PROBLEM: Take from the records below each line that holds "attachments".

Dataset entries
====
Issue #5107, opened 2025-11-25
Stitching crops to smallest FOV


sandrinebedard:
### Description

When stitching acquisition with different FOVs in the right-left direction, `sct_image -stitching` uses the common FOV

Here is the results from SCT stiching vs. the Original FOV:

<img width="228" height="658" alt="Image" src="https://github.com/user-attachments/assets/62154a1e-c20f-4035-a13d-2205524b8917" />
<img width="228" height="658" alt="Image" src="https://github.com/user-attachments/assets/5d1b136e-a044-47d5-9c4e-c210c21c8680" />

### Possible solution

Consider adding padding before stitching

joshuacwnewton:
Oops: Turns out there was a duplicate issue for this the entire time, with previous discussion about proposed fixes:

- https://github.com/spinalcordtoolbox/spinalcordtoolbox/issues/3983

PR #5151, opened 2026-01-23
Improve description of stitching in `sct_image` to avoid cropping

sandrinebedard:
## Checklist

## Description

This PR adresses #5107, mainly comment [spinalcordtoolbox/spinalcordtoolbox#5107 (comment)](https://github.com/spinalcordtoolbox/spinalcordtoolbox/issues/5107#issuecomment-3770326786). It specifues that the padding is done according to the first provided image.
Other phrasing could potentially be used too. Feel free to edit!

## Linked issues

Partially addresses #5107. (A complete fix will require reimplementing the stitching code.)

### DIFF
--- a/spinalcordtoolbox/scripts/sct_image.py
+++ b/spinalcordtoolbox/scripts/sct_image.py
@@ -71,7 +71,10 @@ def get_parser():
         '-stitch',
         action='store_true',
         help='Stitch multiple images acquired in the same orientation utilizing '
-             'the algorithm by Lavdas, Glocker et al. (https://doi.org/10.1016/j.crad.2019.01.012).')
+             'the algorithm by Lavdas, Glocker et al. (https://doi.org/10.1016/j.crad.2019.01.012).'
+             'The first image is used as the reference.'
====
EXPECTED OUTPUT:
<img width="228" height="658" alt="Image" src="https://github.com/user-attachments/assets/62154a1e-c20f-4035-a13d-2205524b8917" />
<img width="228" height="658" alt="Image" src="https://github.com/user-attachments/assets/5d1b136e-a044-47d5-9c4e-c210c21c8680" />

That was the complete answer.